Колебания - [36]

Шрифт
Интервал

— Ты, получается, отказываешь в праве на существование той романтике, которую во всём этом видят некоторые наши однокурсницы? — с неподдельным интересом в голосе спросила Яна. Человек, не знавший её хорошо, непременно подумал бы, что вопрос этот лишен и капли иронии. Лиза же только привычно заулыбалась.

— В Италию их отправить, или в Лас-Вегас, всё тут же пройдет. Тонкая душевная организация! Весь Достоевский в Италии вылечится.

Яна смеялась заранее, каждый раз задавая подобные вопросы и никогда не начиная спорить; спорить, слушая Лизу, стал бы лишь человек, желающий во что бы то ни стало выиграть некий конкурс зануд. И всё-таки Яна, ещё смеясь, произнесла:

— Вылечился бы, да не у всех…

Лиза, лишь сильнее оживляясь, заговорила:

— Тут ты права!.. Женя или Ксюша с нашего семинара, например… Ах, знаешь, что сказал мне Холмиков! — Лиза вся засветилась, как ребёнок, нашедший особенно весёлую игрушку. — Мы были с ним в кабинете, он запер дверь, мы разговаривали, курили, и случайно упомянули Ксюшу… И тут он сказал! «Вы знаете, Лиза, а Ксюша — она попросту дура»!

От изумления Яна даже застыла на секунду со стаканчиком чая в руке, поднесённым ко рту. Лиза стояла напротив и, казалось, готова была захлопать в ладоши, ожидая только соответствующей реакции Яны, чтобы начать.

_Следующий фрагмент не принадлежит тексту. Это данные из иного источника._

PR #54, opened 2022-04-18
RFC 1011: Object-level security

elprans:


text/1011-object-level-security.rst
```diff
@@ -0,0 +1,320 @@
...
+
+
+Introspection
+=============
+
+Policies can be introspected via a new ``schema::AccessPolicy`` in the
+introspection schema that is linked from ``schema::ObjectType`` via the new
+``access_policies`` link.  The ``schema::AccessPolicy`` is exposed as follows::
+
+    type schema::AccessPolicy extending schema::AnnotationSubject {
```
msullivan, line 236: Probably an `schema::InheritingObject`, also?

text/1011-object-level-security.rst
```diff
@@ -0,0 +1,320 @@
...
+*how* a policy is applied.  Also, other access policies do not apply to
+``when`` expressions, but they *do* apply to ``using`` expressions.
+
+If at least one access rule is defined for a type, then all elements become
+invisible/immutable by default and must be made visible/mutable by at least
+one ``PERMIT`` rule.
+
+A ``PERMIT`` rule *adds* all objects, for which the check expression
+evaluates to true, to the set of visible objects.  ``PERMIT`` rules are
+combined using the ``OR`` operator.
```
msullivan, line 85: What's the intended behavior for `{}`? My inclination would be to treat it like `false`. Equivalently, that the rules are essentially combined with `any`

text/1011-object-level-security.rst
```diff
@@ -0,0 +1,320 @@
...
+    type schema::AccessPolicy extending schema::AnnotationSubject {
+      multi property access_kind -> schema::AccessKind;
+      property condition -> std::str;
+      required property action -> schema::AccessPolicyAction;
+      required property expr -> std::str;
+    };
+
+
+Implementation considerations
+=============================
```
msullivan, line 245: One implementation consideration is how to apply access policies in subtypes. I can think of two approaches:
 1. Instead of using views for types with access rules, fully expand it out into a union of all the subtypes, each with appropriate filtering rules
 2. Keep using views, and use type filtering to do the appropriate filters on subtypes

text/1011-object-level-security.rst
elprans: yes.

text/1011-object-level-security.rst
```diff
@@ -0,0 +1,320 @@
...
+invisible/immutable by default and must be made visible/mutable by at least
+one ``PERMIT`` rule.
+
+A ``PERMIT`` rule *adds* all objects, for which the check expression
+evaluates to true, to the set of visible objects.  ``PERMIT`` rules are
+combined using the ``OR`` operator.
+
+A ``RESTRICT`` rule restricts the set of visible objects to only objects for
+which the check expression evaluates to true.  ``RESTRICT`` rules are combined
+using the ``AND`` operator and are applied *after* all ``PERMIT`` policies.
```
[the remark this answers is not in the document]
elprans: There is a sentence above that clarifies this:

> If at least one access rule is defined for a type, then all elements become invisible/immutable by default and must be made visible/mutable by at least one ``PERMIT`` rule.

`RESTRICT` rules apply _after_ `PERMIT` and enforce exceptions from what is permitted.  This is the same logic that exists in [Postgres RLS](https://www.postgresql.org/docs/current/sql-createpolicy.html#id-1.9.3.75.6.4).

text/1011-object-level-security.rst
elprans: `{}` evalueates to `false` like it does in `filter` clauses.

text/1011-object-level-security.rst
elprans: I was thinking that the most reliable solution would be to actually _always_ bake all access policies into views themselves.

msullivan: How would they access global variables, then?

text/1011-object-level-security.rst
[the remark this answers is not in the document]
msullivan: Oh, I had misinterpreted `RESTRICT` as doing the *restriction* when the value is true---that is, inverting the meaning of the boolean.

To do some syntax quibbling, then, I think that my incorrect reading here is more natural: `restrict all using (foo)` seems to imply to me that it ought to restrict *when* `foo` holds. I understand that the terminology is made to mirror postgres, but I think using the verb `RESTRICT` instead of the adjective `RESTRICTIVE` makes this misunderstanding easier to have in our setting. I'm not sure if I have a counterproposal but I think it's worth thinking about.

text/1011-object-level-security.rst
elprans: Hm. Good point, it slipped from my mind that we're moving away from the temp table approach altogether.  Full expansion would be the best option from the standpoint of query quality, though at the cost of query text size.  A set-returning function instead of a view would be another option, but it's probably too slow and might be too opaque for the optimizer.

text/1011-object-level-security.rst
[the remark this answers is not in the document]
elprans: The previous RFC iteration had the `RESTRICT TO` spelling, would that be better?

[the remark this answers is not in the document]
msullivan: > `RESTRICT` rules apply *after* `PERMIT`

I don't really understand this claim, from a semantic point of view. `AND` is commutative.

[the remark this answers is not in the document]
msullivan: Yeah, I like `RESTRICT TO`

text/1011-object-level-security.rst
```diff
@@ -0,0 +1,320 @@
...
+returns a false result for an object, such object will be silently skipped
+in any ``SELECT``, ``UPDATE`` or ``DELETE`` expression that scans it.
+A ``WRITE`` policy specifies a *validity* check for new or updated objects and
+affects ``INSERT`` and ``UPDATE`` expressions: if the proposed object violates
+``<expr>``, an error is raised immediately and the query is aborted.
+
+The optional ``<condition>`` expression is evaluated for every object
+affected by the statement and the policy is applied only if the expression
+evaluates to *true*.  It is essentially equivalent to joining ``<condition>``
+with ``<expr>`` with an ``AND`` operator.  The reason for a standalone clause
```
msullivan, line 74: Is `<condition>` negated before `AND`ing with `<expr>` for `RESTRICT` queries, then? To match the intuition that the policy is only applied then?

text/1011-object-level-security.rst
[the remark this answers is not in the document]
elprans: > > `RESTRICT` rules apply _after_ `PERMIT`
> I don't really understand this claim, from a semantic point of view. `AND` is commutative.

OK, so here's how OLS works *semantically* (as in mental model):

- you start with an empty set of objects;
- you *add* to the set with `permit` rules;
- you *subtract* from the set with `restrict to` rules

Naturally, implementation-wise `and` is commutatuve in a declarative `filter` statement, but logically subtraction isn't.

text/1011-object-level-security.rst
elprans: Yeah, the wording in this paragraph is wrong, the equivalent of `when <condition>` is `not <condition> or <policy-expr>`

msullivan: It's still `AND` for `PERMIT` though, right?

elprans: No.  `PERMIT` is combined with `OR`

elprans: Oh, I misunderstood your question.  Yes, your understanding is correct.  `permit` does *not* "fail open".  In other words, if `<condition>` is false, no objects will be added to the "permitted" set.

msullivan: Looking at the examples again, the use of `when` for the `age_appropriate` access policy seems off. That rule probably ought to be `restrict to`? (Which then would require a catch all `permit` rule?)

text/1011-object-level-security.rst
```diff
@@ -0,0 +1,320 @@
...
+-------------------
+
+Alter the definition of an access control policy.
+
+Required capabilities: DDL.
+
+Synopsis::
+
+    ALTER OBJECT TYPE <type-name> "{"
+        ALTER ACCESS POLICY <name>
```
msullivan, line 153: I'm not sure I understand what is intended here, with all of the arguments to `CREATE` being recapitulated in `ALTER`? Typically those are omitted and we modify the fields with subcommands, right?

Is the intent that since access policies don't have data and can't be referenced in any way, that they don't even really need `ALTER`, and we can just generate `drop`/`create` for actual changes? (Though I'd still expect ALTER to only have the name, not all the extra stuff?)

elprans: This is meant to indicate that any part of the access policy can be altered by re-stating it in `alter`.

msullivan: Aha. Is the idea that the restatement is mandatory? And so, for example, omitting `WHEN` would drop it?

elprans: I think it would be more consistent if we didn't actually *require* restatement.  Perhaps `drop when`?

msullivan: Yeah that could work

— Так и сказал?.. — переспросила Яна, чувствуя, как губы уже расплываются в улыбке, и затем волна смеха накрыла их обеих. Смех не поддавался контролю, он противостоял всем законам логики, любым рассуждениям, приличиям; это был инстинкт — и то, что зачастую испытывало девяносто процентов учащихся на филфаке — странное смущение, будто бы перманентную неловкость, уклончивую неуверенность, выражающуюся в неопределённости реакции или мнения о чем-либо — было в равной степени чуждо и Яне, и Лизе. Обе с готовностью согласились бы, как ужасающе некрасиво со стороны преподавателя Университета, литературоведа, филолога и доктора наук Андрея Алексеевича Холмикова давать подобную оценку одной из своих студенток. Однако смех пробирал обеих мурашками и подрагивал на губах, и был прерван лишь последовавшим вопросом Яны:

— Вы обсуждали нас? Он говорил что-нибудь обо мне?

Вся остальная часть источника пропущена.